[Task instructions] Beneath this line is the data. Output exactly the lines from the line with "This is a great" to the line with "- Conditionally update", both ends included, and nothing more.

[Data section]
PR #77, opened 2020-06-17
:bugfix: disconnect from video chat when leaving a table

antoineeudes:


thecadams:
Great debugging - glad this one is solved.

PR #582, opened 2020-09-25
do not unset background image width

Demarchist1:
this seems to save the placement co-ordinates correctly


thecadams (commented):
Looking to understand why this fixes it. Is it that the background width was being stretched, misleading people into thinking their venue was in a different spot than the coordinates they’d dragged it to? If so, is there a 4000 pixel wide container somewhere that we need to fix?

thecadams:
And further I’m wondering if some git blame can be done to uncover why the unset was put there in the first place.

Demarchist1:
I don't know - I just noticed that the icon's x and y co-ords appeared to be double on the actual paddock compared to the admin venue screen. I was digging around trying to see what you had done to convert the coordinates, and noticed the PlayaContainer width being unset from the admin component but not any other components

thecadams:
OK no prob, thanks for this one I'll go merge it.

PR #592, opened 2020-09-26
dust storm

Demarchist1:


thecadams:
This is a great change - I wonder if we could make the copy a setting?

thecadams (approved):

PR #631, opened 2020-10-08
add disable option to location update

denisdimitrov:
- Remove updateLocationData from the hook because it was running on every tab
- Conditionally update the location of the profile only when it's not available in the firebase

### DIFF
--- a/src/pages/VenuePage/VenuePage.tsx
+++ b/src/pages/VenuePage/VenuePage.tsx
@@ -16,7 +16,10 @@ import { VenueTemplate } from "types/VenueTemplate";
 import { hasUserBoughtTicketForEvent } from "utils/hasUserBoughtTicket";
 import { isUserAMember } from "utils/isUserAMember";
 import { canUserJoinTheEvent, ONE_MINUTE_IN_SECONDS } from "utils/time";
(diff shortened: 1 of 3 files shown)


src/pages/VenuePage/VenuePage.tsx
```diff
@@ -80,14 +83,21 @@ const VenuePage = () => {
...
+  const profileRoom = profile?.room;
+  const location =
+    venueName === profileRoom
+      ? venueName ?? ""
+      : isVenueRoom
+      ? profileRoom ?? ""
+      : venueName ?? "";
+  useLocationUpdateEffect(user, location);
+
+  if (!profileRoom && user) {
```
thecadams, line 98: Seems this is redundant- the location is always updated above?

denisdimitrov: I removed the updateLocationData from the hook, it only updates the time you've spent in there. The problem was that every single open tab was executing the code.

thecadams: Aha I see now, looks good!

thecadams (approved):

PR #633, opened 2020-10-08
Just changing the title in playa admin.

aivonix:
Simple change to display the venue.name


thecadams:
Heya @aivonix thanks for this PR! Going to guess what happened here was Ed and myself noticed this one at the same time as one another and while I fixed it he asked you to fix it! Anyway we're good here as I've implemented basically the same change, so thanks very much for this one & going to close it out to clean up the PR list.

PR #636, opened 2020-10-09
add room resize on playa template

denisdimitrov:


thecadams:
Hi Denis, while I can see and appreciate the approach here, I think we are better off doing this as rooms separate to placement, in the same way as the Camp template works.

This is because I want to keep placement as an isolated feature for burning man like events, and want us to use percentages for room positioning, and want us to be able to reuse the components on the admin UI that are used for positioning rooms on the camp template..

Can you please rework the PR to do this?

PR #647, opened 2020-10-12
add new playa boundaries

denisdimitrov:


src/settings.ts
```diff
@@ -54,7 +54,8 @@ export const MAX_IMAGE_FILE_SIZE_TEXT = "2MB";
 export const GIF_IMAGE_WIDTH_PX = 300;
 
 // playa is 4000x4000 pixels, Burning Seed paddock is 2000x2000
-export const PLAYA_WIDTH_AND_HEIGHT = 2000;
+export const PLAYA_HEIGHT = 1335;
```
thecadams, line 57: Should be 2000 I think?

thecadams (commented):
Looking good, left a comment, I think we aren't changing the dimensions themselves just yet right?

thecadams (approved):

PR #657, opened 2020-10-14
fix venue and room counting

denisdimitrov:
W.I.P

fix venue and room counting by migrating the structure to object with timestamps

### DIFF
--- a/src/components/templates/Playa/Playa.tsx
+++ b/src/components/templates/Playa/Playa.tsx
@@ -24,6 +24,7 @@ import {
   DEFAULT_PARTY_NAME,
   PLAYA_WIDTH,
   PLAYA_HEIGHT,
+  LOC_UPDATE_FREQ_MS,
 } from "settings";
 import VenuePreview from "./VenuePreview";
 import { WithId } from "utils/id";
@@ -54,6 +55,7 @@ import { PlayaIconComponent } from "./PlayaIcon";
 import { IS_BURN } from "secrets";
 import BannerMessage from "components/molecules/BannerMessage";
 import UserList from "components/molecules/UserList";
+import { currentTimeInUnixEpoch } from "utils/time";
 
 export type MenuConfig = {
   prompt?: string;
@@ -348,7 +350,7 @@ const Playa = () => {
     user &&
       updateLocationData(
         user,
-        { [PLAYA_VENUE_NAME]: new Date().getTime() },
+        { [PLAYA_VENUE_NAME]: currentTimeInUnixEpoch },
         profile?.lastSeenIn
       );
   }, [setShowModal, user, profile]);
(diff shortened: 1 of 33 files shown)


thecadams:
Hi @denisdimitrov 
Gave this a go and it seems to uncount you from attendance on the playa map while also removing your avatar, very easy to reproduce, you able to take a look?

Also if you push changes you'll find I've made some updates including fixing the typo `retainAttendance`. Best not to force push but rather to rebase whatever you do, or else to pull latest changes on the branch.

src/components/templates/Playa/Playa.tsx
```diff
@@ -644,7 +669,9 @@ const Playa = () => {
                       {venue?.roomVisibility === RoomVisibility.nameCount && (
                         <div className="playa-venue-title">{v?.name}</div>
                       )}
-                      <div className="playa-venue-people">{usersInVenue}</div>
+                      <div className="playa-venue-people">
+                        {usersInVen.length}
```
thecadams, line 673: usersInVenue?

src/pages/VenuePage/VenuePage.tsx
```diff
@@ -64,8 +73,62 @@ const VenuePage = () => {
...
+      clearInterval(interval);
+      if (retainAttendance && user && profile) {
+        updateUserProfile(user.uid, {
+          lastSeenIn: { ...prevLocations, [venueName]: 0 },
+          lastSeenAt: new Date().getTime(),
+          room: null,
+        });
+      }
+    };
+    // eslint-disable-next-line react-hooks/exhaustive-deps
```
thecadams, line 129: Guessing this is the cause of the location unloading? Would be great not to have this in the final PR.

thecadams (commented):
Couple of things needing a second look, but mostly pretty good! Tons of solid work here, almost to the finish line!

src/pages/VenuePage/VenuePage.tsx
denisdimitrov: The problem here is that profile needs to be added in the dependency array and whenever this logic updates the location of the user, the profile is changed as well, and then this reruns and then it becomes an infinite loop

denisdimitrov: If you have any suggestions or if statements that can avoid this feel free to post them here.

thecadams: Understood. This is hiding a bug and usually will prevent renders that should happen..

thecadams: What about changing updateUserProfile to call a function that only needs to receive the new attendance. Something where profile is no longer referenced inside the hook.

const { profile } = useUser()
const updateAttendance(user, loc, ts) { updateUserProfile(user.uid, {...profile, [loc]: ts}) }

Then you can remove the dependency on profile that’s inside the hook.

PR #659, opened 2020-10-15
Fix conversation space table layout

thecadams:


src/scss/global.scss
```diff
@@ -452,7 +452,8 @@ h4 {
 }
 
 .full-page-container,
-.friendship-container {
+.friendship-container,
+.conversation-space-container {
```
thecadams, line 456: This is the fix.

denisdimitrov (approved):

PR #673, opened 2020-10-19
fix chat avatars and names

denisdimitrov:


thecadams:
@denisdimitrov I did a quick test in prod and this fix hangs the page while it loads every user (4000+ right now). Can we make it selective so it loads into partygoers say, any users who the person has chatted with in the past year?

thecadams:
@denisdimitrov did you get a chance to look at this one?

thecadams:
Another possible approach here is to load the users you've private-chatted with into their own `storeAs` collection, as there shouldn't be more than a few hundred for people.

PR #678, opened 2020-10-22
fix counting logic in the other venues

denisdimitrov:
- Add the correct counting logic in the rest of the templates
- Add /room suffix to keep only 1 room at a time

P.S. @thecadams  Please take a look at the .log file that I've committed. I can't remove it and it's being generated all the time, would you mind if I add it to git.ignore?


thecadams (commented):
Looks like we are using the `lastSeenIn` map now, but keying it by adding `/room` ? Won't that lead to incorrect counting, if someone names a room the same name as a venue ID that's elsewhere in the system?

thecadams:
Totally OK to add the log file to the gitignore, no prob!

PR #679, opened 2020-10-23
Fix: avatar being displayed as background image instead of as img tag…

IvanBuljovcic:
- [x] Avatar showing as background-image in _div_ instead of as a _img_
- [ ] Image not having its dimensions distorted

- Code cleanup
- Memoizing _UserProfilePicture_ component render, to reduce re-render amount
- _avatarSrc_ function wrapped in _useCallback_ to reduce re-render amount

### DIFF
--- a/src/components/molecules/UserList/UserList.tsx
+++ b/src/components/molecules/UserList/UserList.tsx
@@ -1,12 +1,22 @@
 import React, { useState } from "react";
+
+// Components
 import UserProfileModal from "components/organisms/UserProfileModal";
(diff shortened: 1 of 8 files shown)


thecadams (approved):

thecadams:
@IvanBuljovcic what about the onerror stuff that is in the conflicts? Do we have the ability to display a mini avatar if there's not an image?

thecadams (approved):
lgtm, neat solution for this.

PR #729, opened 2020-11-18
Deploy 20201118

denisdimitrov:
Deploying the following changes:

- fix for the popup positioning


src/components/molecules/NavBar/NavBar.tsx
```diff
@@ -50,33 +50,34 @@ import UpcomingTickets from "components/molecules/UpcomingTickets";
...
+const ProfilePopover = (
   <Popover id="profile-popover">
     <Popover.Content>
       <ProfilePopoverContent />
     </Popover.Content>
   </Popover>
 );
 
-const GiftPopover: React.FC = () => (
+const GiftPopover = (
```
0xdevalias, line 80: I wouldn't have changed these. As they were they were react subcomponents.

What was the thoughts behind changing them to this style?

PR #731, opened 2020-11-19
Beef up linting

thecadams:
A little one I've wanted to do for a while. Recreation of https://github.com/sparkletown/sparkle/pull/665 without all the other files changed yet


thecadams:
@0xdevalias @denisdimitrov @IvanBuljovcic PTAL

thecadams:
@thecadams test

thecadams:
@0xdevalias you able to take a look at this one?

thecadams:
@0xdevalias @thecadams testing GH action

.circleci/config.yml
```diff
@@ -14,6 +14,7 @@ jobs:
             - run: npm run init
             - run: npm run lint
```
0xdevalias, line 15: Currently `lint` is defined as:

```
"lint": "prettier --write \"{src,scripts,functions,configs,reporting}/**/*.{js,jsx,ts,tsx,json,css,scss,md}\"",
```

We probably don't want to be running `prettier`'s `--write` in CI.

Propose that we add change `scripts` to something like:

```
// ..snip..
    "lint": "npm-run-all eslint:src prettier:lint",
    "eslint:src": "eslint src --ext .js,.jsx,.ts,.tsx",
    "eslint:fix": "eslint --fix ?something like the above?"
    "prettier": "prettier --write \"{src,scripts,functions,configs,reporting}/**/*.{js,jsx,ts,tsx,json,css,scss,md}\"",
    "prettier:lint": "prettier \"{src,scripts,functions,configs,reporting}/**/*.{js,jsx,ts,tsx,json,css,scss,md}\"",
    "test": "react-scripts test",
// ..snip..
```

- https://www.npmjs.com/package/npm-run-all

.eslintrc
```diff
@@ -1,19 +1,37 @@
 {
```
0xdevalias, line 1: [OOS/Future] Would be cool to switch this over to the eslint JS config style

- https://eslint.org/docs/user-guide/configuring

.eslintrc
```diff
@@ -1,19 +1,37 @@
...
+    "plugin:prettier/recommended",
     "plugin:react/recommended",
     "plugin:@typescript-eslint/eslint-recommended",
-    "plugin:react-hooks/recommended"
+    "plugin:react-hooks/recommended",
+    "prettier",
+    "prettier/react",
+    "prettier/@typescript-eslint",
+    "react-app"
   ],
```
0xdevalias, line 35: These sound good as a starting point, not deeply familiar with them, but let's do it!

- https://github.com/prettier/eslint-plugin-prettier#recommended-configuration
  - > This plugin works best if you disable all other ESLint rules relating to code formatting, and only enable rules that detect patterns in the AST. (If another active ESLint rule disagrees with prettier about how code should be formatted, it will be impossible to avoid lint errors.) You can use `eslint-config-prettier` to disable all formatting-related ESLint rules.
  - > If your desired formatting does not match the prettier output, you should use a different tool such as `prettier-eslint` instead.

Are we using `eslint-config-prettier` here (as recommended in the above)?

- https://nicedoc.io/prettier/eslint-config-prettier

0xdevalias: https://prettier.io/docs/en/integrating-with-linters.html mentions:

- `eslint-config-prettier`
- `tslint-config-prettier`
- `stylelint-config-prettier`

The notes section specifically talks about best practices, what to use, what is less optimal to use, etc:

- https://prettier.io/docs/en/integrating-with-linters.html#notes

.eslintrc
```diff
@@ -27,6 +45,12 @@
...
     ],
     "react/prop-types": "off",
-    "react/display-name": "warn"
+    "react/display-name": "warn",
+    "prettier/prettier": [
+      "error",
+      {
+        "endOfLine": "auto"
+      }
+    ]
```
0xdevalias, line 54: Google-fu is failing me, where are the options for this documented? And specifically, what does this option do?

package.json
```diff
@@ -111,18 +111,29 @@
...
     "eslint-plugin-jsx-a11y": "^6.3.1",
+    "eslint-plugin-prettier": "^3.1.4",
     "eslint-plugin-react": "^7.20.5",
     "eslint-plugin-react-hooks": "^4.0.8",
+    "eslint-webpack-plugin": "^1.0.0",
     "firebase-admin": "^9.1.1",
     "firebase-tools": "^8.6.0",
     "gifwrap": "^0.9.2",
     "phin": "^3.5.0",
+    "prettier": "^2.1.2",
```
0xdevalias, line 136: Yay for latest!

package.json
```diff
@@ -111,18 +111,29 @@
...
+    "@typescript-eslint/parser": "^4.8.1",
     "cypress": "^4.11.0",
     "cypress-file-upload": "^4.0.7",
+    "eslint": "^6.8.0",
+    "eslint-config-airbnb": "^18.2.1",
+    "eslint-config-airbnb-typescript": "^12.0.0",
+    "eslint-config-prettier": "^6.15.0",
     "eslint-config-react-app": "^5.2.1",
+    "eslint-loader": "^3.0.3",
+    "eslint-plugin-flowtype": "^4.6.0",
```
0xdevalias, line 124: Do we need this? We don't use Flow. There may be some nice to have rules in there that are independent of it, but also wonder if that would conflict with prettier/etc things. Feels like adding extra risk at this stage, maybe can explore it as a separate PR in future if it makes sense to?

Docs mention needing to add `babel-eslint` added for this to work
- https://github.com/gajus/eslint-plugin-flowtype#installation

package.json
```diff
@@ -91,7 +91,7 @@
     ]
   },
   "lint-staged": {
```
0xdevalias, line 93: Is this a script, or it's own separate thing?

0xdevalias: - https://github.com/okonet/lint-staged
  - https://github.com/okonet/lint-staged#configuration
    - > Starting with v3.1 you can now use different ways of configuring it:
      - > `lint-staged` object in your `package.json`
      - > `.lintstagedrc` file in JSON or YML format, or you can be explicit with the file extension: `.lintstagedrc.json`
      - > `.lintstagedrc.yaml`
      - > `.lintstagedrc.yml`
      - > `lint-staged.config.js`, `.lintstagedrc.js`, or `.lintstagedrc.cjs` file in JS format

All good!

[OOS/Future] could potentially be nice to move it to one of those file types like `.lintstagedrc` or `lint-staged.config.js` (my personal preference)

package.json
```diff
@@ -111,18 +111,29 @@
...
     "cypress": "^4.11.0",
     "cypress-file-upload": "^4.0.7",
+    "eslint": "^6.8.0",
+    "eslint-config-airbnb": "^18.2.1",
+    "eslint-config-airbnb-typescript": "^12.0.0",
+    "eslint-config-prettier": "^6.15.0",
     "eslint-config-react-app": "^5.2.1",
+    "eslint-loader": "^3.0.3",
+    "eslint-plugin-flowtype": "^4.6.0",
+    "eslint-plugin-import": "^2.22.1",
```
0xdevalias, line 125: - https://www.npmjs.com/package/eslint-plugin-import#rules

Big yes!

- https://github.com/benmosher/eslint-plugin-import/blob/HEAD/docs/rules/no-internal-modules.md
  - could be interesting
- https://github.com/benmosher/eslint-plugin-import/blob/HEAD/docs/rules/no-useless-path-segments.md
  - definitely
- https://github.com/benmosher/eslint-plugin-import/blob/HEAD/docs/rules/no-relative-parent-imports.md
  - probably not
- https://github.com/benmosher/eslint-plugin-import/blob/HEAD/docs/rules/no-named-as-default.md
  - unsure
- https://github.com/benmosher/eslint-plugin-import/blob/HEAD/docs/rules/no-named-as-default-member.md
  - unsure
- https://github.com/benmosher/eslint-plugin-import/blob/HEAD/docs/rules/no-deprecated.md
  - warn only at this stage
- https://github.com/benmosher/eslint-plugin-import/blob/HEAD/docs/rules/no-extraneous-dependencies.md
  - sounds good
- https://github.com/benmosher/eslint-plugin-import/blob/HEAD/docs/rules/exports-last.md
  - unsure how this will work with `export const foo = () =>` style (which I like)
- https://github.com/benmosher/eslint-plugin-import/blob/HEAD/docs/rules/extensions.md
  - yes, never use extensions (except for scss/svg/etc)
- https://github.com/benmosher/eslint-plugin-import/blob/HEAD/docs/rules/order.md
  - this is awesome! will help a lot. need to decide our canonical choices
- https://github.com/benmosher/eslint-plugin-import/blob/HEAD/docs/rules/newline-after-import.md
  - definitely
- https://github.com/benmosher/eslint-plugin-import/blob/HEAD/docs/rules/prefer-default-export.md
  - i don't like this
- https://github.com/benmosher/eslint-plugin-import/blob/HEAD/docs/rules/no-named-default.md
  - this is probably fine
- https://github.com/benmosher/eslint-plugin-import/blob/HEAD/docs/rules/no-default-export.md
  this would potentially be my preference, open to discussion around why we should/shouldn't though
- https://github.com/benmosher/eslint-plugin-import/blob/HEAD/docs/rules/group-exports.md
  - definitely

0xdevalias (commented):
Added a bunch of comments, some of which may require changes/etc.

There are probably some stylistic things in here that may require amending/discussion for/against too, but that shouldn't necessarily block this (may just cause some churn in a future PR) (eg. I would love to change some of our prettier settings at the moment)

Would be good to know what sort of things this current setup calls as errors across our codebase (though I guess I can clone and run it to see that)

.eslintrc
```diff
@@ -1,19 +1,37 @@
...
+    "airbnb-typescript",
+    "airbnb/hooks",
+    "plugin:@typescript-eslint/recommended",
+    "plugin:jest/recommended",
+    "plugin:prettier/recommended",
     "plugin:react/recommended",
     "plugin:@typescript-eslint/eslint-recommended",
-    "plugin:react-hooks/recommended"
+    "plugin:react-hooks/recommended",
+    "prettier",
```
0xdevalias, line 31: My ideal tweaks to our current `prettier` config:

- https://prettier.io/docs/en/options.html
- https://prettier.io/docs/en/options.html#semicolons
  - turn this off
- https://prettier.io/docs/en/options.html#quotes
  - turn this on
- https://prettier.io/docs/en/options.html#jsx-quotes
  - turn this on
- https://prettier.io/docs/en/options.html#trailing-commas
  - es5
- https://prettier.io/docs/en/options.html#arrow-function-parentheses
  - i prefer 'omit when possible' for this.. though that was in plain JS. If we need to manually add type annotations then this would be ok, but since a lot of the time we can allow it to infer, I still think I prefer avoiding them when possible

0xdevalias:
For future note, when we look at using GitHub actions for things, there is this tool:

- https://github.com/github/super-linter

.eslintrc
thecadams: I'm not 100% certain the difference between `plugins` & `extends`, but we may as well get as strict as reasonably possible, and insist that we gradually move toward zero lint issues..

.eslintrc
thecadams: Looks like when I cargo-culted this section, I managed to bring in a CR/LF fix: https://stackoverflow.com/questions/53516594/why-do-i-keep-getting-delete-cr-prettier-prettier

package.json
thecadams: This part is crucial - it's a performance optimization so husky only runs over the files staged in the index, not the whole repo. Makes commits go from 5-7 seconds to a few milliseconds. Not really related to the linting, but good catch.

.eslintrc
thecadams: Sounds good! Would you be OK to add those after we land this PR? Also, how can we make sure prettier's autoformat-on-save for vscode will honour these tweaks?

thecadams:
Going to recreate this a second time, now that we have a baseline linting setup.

[Result of the exercise]
This is a great change - I wonder if we could make the copy a setting?

thecadams (approved):

PR #631, opened 2020-10-08
add disable option to location update

denisdimitrov:
- Remove updateLocationData from the hook because it was running on every tab
- Conditionally update the location of the profile only when it's not available in the firebase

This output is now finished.